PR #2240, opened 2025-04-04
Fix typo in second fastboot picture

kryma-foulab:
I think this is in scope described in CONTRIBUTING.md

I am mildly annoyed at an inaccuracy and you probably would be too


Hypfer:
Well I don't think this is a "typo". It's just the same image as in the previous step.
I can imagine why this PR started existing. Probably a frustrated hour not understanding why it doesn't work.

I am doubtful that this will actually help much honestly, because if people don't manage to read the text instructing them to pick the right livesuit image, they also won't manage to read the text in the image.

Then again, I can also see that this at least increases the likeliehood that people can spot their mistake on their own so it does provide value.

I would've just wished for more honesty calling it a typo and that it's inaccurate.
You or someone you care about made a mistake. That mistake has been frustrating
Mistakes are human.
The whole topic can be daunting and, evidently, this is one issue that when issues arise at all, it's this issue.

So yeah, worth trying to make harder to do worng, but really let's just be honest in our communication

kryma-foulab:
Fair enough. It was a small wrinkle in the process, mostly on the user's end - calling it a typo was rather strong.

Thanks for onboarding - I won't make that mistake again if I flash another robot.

...

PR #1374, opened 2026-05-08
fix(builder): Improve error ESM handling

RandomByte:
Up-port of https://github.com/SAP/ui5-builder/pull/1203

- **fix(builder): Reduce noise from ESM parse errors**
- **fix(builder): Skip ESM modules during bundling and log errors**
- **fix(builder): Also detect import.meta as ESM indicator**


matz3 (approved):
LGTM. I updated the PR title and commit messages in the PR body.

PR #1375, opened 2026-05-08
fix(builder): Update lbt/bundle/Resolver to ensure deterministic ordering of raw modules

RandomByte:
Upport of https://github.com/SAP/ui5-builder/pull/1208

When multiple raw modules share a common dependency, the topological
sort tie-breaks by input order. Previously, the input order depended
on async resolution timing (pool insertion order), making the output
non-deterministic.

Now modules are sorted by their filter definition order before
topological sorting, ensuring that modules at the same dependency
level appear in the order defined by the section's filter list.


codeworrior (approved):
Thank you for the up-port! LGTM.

**WORK ORDER**. Please go through the entries and show every line with the word "typo".

**YOUR RESPONSE**.
Fix typo in second fastboot picture
Well I don't think this is a "typo". It's just the same image as in the previous step.
I would've just wished for more honesty calling it a typo and that it's inaccurate.
Fair enough. It was a small wrinkle in the process, mostly on the user's end - calling it a typo was rather strong.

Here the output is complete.